At this time in world history, war, imperial conquest, and the threat and use of force were accepted facts of international life to which the rules of public international law were quite readily accommodated. The purpose of international law was not yet perceived by Americans to be the outlawing of these manifestations of interstate violence, but more simply to reduce their incidence, mitigate their fury, and limit their scope so as to protect neutrals—especially the United States—and thus to prevent the development of a worldwide conflagration. International law was never perceived to be a transcendent end unto itself, but only a means to achieve the ultimate goal of peace in the human condition. The institution of a more just condition in relationships between states would further the maintenance of world peace and thus contribute to the promotion of all human values.

Furthermore, the promotion of international law and organizations was ideally suited to achieving the objectives of a U.S. foreign policy that was predicated on the twin assumptions of maintaining isolationism in peace and preserving neutrality during war vis-à-vis the great powers of Europe and Asia. In this regard, that which was just for the United States and that which was expedient coincided. In an era when the United States was not yet the regime theorist hegemon, a legalist approach to international relations made perfect sense. During the period from 1898 to 1922, the U.S. foreign policy establishment adhered to the proposition that international law and organizations were effective means by which to further the country's national interest. Indeed, the promotion of international law and organizations was defined as a "vital interest" of the United States during this era. In both the literature and the practice of the day promoting international law and organizations was placed on a par with the Monroe Doctrine in terms of their importance for the formulation and conduct of U.S. foreign policy.

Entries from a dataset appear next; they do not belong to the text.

PR #1417, opened 2016-10-17
Fixed error in year validation logic

### LINKED ISSUE #1405: Birthdate year validation on the Profile Page is incorrect
A user can enter a value for their date of birth year ranging from 1800-2100.
Steps to reproduce:
Log onto MicroMasters.
Create a new edX profile.
On the first profile page, tab down (or mouse) to the Date of Birth Field.
For the Year value if a user enters "1111" the value changes to "1800"
(or you can manually enter 1800).
Similarly, a user can enter a value greater than 2017 all the way up 2100.
(or you can enter "5555" which reverts to "2100")

aliceriot:

closes #1405 

#### What's this PR do?

this fixes the year validation for the profile. basically, the range of allowed years `n` now looks like `x - 120 <= n <= x` where `x` is the current year. when `x = 2016` the range is `1896 - 2016`.

look over the logic and test changes.

go to `/learner` and open the basic info dialog. edit your birthday. you should only be able to enter years in the range above. years greater than or less than the bounds should be corrected to the closest bound (so that `1700 -> 1896`, and `2250 -> 2016`, for instance).

### DIFF
--- a/static/js/util/profile_edit_test.js
+++ b/static/js/util/profile_edit_test.js
@@ -1,6 +1,7 @@
 import { assert } from 'chai';
 import sinon from 'sinon';
 import { shallow } from 'enzyme';
+import moment from 'moment';
 
 import {
   boundTextField,
@@ -9,6 +10,7 @@ import {
   saveProfileStep,
 } from './profile_edit';
 import * as validation from '../util/validation';
+import { YEAR_VALIDATION_CUTOFF } from '../constants';
 
 describe('Profile Editing utility functions', () => {
   let that, sandbox;
@@ -149,6 +151,11 @@ describe('Profile Editing utility functions', () => {
       }
     };
 
+    let currentYear = moment().year();
+    let cutoff = currentYear - YEAR_VALIDATION_CUTOFF;
+    let tooOld = cutoff - 5;
+    let tooYoung = currentYear + 5;
+
     it("has proper props for an invalid or missing value", () => {
       for (let dateOfBirth of ['', {}, null, undefined]) {
         that.props.profile.date_of_birth = dateOfBirth;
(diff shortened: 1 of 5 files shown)


static/js/util/profile_edit_test.js
```diff
@@ -268,21 +272,21 @@ describe('Profile Editing utility functions', () => {
       that.props.profile.date_of_birth = "1917-11-07";
       rerender(false);
       yearTextField.props.onChange({target: {value: "1233"}});
```
gsidebo: can you set a `futureYear` and `tooFarInPastYear` (et al) variable near `currentYear` and `cutoff` and replace the hardcoded values (eg: "1233", "2077") with those?

static/js/util/validation.js
```diff
@@ -294,14 +294,16 @@ export function validateYear(input: string|number|null): Maybe<number> {
   if (year === undefined) {
     return Nothing();
   }
-  if ( year < 1800 ) {
+  let now = moment().year();
+  let cutoff = now - 120;
```
gsidebo: can you put the `120` value into constants.js and refer to it here and in the unit tests?

static/js/util/validation_test.js
```diff
@@ -385,15 +385,17 @@ describe('Profile validation functions', () => {
...
 
-    it('returns 2100 for years >= 2100', () => {
-      assertMaybeEquality(Just(2100), validateYear("2100"));
-      assertMaybeEquality(Just(2100), validateYear("2300"));
-      assertMaybeEquality(Just(2100), validateYear("52300"));
+    it('returns a maximum of the current year', () => {
+      let now = moment().year();
+      assertMaybeEquality(Just(now), validateYear("2100"));
+      assertMaybeEquality(Just(now), validateYear("2300"));
+      assertMaybeEquality(Just(now), validateYear("52300"));
```
gsidebo: these are redundant. i think this assertion alone would do the trick

`assertMaybeEquality(Just(now), moment().add(3, "years").year());`

aliceriot: oh yea, I was just blindly fixing the existing tests there, haha

aliceriot:
@gsidebo comments addressed

gsidebo:
looks great! 👍

PR #3528, opened 2017-09-15
Add template for MM Program certificate

annagav:
#### What are the relevant tickets?
Fix #3519

#### What's this PR do?
Add cms model for `ProgramCertificateSignatories`, add a view for program certificate.

#### How should this be manually tested?
create a program certificate 
```from django.contrib.auth.models import User
user = User.objects.filter(username='username')[0]

from courses.models import *
from grades.models import *
from grades.factories import *

program = Program.objects.filter(title='Digital Learning')[0]
for c in program.course_set.all():

    course_run = c.courserun_set.all().first()

    ### Create grade, complete status, and certificate
    final_grade = FinalGradeFactory.create(user=user, course_run=course_run, passed=True, status='complete', grade=0.8)
    CourseRunGradingStatus.objects.create(course_run=course_run, status='complete')
    cert = MicromastersCourseCertificate.objects.create(final_grade=final_grade)
```
Once all the courses in the program have a certificate, the program certificate should get created automatically.
In the cms admin create `ProgramCertificateSignatories` for the program. And then you should be able to view the certificate.

PR #3546, opened 2017-09-21
Show program certificate on dashboard

### LINKED ISSUE #3521: add link on ProgressWidget to program certificate
As a learner, I'd like to see a link to my program certificate on my dashboard. 

Screen mock-up at https://invis.io/NB7VM1GSG#/239889419_Program_Complete1

annagav:
Fix #3521

#### What's this PR do?
If the learner earned a program certificate show it in the ProgressWidget.

Create a program certificate (follow instructions in this PR #3528). You should be able to see in your dashboard.

screen shot 2017-09-21 at 4 21 41 pm


gsidebo:
If a `MicromastersProgramCertificate` exists for a user, but there is no signatory set in the CMS, we are providing the link to the certificate which will then return a 404 error because of the lack of signatories. Definitely need to fix that. If I'm thinking about this correctly, we just need to check if 1+ signatories exist in order to show the certificate link. We might be able to use `annotate` to get the signatory count in a similar way to this function: `grades.tasks.generate_course_certificates_for_fa_students`

static/js/components/ProgressWidget_test.js
```diff
@@ -141,4 +142,21 @@ describe("ProgressWidget", () => {
     )
     assert.equal(wrapper.find(".circular-progress-widget-txt").text(), "3/5")
   })
+  it("progress widget display program certificate", () => {
```
gsidebo: Can you change this text to `"should display program certificate when a certificate link exists"`

PR #3551, opened 2017-09-22
recent posts component

### LINKED ISSUE #3476: "Recent Posts" react component

aliceriot:

closes #3476 

#### What's this PR do?

This improves the existing 'discussions' card to implement the mocks, by hitting the OD backend to fetch the frontpage and then rendering it.

Make sure you have all the stuff set up for OD and MM to talk to each other. You should also have `FEATURE_OPEN_DISCUSSIONS_POST_UI` set to `True`. Then you should see something like this on the dashboard:

obama

If you don't set the `POST_UI` feature flag or you don't set the redirect URL env var you shouldn't see the card. If you do, you should!


pdpinch:
I added the Needs Review label. If that was premature, you can remove it.

static/js/lib/auth.js
```diff
@@ -0,0 +1,20 @@
+// @flow
+import "isomorphic-fetch"
+
+export const refreshAuthToken = () => {
```
noisecapella: Can you write tests for these two functions?

aliceriot: :woman_facepalming:

aliceriot: I even had that in my checklist when I was working and just totally forgot, haha

aliceriot:
@noisecapella I added a few tests that should cover the functions in `lib/auth.js`

static/js/lib/auth.js
```diff
@@ -0,0 +1,20 @@
...
+
+export const fetchJSONWithAuthToken = async (url: string) => {
+  let response = await fetch(url, { credentials: "include" })
+
+  if (response.status === 401) {
+    await refreshAuthToken()
+    response = await fetch(url, { credentials: "include" })
+  }
+
+  if (response.status < 200 || response.status > 300) {
```
noisecapella: Can you change the expression to be `>= 300` just to be clear that `300` is unexpected?

aliceriot:
@noisecapella I fixed that check and updated the relevant test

The Sanction behind International Law

From the perspective of turn-of-the-century international legal positivism, Austin committed a serious methodological error when he mistakenly assumed that international law and municipal law functioned in a similar manner. As the early U.S. legalists saw it, there was a clear-cut distinction between the two systems. The former was essentially one of customary law; the latter was characterized primarily as one of statutory law. Obviously the operational features of each system should be fundamentally different. An analyst cannot profitably evaluate the effectiveness of international law using standards and techniques derived from and applicable to municipal legal systems. This early legal positivist critique can be corroborated by the literature of contemporary international political science examining the so-called level-of-analysis problem: namely, that the functional dynamics of international relations in comparison to domestic affairs are so basically dissimilar that they cannot properly support the delineation of useful comparative analogues.